WHAT TO PRODUCE: Extract all lines from the data beneath that include the word "ncclCommDestroy".

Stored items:
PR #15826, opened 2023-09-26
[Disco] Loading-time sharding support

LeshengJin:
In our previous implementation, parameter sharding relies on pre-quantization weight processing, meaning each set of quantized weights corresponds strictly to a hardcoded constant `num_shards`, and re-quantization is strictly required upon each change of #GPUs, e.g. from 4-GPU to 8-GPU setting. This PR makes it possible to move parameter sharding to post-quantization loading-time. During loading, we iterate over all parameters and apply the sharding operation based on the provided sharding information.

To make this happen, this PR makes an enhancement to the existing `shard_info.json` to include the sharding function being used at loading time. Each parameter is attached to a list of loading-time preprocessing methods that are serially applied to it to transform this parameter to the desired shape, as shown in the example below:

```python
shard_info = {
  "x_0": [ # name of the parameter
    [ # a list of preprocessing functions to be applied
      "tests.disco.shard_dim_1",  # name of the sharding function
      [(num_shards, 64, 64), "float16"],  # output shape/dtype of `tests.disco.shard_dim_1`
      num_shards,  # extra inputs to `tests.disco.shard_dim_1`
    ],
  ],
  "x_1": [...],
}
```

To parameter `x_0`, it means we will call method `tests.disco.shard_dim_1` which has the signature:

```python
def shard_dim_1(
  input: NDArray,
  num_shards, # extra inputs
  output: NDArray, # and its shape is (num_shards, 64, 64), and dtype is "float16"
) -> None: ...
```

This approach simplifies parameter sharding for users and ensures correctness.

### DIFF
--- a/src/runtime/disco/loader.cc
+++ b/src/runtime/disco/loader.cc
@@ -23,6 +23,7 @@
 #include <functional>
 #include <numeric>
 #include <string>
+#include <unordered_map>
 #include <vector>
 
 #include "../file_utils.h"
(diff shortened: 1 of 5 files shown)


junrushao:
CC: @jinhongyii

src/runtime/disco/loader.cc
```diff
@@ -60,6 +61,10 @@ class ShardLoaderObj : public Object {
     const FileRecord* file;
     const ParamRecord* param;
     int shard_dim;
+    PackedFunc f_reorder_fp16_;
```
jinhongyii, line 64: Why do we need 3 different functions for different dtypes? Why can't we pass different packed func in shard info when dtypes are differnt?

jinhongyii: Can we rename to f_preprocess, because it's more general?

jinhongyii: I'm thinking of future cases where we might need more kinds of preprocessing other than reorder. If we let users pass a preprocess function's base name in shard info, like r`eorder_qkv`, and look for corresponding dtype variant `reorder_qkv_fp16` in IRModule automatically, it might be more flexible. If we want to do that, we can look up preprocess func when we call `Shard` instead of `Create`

--

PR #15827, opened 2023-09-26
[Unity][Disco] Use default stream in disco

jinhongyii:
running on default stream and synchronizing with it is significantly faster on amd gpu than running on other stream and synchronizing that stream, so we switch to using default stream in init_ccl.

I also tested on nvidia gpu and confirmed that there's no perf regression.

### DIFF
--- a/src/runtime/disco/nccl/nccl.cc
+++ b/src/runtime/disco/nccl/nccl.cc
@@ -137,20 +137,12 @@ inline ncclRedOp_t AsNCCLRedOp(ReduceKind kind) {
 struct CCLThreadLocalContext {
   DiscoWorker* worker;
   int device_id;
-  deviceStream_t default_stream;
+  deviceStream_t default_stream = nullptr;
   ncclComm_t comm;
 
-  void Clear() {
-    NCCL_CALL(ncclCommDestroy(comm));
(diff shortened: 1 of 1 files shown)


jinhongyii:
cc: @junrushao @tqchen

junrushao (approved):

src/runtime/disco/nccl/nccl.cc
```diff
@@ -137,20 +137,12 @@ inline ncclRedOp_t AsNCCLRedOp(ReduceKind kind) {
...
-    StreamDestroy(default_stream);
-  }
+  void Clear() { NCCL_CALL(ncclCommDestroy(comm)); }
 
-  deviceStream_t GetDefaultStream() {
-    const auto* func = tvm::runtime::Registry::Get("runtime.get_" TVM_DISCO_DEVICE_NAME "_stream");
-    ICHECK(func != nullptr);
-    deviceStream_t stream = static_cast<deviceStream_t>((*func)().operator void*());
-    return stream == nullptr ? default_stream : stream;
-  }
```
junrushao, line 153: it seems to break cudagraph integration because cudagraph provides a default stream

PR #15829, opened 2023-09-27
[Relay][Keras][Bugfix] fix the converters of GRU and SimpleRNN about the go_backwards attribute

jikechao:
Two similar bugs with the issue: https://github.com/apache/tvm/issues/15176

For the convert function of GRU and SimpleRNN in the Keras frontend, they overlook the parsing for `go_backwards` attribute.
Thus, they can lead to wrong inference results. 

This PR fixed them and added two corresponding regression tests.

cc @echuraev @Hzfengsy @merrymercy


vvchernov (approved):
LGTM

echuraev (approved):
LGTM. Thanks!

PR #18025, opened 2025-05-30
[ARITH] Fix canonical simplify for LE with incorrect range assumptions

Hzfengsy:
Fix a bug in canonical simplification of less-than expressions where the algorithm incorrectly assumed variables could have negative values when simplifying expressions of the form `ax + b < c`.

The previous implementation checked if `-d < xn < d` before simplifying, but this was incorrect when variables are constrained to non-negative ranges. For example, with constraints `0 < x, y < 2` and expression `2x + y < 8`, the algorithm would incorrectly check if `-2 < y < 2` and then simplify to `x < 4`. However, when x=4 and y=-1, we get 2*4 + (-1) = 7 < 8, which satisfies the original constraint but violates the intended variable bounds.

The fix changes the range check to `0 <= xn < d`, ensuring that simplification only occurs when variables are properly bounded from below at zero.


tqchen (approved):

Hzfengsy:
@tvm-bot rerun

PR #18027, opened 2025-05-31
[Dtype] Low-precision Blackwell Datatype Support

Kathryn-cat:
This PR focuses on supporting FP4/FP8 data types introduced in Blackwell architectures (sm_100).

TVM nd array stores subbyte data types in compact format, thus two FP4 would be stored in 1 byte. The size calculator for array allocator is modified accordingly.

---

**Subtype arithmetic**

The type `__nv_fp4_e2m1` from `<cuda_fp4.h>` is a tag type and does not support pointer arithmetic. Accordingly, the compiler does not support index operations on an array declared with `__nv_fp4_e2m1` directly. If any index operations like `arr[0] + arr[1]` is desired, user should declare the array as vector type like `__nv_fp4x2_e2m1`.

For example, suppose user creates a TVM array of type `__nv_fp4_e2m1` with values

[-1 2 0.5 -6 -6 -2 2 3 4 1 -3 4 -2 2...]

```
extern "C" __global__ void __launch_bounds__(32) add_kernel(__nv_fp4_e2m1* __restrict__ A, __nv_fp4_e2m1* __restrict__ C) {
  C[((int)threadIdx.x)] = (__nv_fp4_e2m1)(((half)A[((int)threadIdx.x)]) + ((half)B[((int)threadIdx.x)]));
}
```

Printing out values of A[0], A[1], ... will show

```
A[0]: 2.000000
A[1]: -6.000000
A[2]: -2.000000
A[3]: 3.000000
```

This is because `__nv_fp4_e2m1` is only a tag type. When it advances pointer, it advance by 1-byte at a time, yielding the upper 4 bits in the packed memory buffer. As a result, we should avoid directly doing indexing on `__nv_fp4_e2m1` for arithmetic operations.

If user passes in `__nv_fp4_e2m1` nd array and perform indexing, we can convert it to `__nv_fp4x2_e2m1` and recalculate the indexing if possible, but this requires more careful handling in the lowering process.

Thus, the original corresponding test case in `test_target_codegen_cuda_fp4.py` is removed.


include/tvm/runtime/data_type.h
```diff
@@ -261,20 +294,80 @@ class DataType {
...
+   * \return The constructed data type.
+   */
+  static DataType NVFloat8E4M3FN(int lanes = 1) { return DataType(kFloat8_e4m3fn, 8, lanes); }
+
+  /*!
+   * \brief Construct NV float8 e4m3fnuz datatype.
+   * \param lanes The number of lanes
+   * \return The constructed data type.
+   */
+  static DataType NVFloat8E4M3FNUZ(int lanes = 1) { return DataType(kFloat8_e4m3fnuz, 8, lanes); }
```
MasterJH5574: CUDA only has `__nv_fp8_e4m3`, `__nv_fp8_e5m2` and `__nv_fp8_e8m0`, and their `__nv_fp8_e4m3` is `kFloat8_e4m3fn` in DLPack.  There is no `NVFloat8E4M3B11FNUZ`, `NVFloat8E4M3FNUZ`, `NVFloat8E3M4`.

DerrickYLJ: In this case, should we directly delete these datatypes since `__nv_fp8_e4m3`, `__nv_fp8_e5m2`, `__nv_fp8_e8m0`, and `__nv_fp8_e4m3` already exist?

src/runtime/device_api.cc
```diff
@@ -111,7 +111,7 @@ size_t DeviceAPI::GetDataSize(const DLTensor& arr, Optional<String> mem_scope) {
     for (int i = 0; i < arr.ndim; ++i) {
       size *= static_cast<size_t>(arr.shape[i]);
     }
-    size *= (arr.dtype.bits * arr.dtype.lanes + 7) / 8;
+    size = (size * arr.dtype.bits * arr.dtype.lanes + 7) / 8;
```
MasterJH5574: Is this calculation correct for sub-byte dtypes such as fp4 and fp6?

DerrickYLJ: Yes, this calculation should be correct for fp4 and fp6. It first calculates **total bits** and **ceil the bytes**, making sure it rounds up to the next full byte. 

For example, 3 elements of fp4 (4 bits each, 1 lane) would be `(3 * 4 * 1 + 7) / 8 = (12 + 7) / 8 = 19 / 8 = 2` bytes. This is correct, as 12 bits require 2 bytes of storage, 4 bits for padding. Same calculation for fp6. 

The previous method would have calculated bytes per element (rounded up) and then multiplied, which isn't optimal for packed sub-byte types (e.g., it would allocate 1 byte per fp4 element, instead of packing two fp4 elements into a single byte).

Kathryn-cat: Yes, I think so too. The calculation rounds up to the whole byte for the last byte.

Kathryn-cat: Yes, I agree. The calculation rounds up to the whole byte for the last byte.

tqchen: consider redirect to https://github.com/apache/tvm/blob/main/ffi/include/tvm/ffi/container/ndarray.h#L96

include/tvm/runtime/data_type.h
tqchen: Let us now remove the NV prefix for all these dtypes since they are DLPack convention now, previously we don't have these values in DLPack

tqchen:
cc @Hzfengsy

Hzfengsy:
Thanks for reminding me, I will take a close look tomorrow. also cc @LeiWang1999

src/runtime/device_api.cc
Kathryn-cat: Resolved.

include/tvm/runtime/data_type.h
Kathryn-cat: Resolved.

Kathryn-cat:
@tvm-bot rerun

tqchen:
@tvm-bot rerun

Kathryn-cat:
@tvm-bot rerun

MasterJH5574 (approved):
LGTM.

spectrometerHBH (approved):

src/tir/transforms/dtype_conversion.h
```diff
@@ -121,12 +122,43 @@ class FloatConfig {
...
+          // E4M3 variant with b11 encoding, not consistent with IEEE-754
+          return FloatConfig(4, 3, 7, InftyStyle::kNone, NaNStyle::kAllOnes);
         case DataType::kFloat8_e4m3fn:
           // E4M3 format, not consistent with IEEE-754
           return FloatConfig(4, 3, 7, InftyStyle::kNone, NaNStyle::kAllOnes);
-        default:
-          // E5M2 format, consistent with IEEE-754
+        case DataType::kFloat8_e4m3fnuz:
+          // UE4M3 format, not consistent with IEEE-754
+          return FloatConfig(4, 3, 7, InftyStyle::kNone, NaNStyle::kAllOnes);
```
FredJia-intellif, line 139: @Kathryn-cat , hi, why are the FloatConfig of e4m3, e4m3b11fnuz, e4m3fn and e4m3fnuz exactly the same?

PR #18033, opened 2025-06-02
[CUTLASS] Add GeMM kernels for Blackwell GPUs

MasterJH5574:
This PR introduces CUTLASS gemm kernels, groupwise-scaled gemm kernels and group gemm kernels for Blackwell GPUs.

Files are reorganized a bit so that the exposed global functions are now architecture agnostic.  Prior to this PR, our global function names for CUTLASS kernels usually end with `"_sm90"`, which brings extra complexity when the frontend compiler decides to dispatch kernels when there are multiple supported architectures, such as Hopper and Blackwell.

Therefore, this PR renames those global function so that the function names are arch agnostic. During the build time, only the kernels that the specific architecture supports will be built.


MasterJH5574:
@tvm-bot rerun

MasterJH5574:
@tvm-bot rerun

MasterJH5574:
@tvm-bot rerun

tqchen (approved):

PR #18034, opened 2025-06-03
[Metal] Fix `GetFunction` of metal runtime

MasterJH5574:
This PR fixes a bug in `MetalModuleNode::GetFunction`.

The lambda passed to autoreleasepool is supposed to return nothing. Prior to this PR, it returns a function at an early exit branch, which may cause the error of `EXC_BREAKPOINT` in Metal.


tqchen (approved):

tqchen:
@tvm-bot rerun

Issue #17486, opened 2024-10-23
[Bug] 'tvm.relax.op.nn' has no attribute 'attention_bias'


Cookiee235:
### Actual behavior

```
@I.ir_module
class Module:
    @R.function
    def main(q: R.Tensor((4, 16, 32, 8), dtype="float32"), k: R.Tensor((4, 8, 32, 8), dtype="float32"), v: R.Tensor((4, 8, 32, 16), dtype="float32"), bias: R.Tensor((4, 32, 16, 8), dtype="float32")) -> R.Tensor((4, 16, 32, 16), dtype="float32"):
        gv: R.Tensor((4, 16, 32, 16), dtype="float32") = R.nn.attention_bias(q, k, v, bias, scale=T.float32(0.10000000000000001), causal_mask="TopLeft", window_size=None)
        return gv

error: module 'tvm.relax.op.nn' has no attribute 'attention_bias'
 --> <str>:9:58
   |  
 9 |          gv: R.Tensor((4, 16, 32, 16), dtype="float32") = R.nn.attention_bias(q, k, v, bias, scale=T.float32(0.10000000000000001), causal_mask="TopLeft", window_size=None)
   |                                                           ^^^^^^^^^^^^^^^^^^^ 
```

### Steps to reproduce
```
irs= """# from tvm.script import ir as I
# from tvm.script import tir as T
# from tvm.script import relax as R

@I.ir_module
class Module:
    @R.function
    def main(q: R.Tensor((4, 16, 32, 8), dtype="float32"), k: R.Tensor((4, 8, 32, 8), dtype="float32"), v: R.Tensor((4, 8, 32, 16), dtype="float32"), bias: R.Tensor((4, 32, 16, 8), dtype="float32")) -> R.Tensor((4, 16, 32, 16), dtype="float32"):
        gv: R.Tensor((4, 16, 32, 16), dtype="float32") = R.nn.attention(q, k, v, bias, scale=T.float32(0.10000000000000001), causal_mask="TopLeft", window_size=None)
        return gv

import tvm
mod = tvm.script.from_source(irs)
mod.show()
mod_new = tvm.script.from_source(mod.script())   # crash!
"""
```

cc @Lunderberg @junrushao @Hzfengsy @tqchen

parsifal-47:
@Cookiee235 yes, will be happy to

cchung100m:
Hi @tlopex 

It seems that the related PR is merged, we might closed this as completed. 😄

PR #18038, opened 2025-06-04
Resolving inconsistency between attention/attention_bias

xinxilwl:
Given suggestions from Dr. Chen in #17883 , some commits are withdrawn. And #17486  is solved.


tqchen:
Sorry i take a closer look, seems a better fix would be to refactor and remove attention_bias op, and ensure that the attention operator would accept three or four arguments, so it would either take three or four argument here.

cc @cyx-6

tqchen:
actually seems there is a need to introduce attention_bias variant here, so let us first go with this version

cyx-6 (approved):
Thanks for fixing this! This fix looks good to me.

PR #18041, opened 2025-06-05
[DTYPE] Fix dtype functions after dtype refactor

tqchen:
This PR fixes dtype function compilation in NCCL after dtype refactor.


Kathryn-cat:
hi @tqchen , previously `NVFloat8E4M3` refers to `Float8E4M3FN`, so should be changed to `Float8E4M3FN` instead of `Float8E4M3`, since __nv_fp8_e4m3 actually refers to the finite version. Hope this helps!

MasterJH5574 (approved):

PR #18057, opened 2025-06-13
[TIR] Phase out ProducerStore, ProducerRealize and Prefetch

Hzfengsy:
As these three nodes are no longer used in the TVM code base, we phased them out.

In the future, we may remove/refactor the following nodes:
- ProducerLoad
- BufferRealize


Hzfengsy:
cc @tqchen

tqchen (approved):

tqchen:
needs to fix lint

REPLY:
-    NCCL_CALL(ncclCommDestroy(comm));
+  void Clear() { NCCL_CALL(ncclCommDestroy(comm)); }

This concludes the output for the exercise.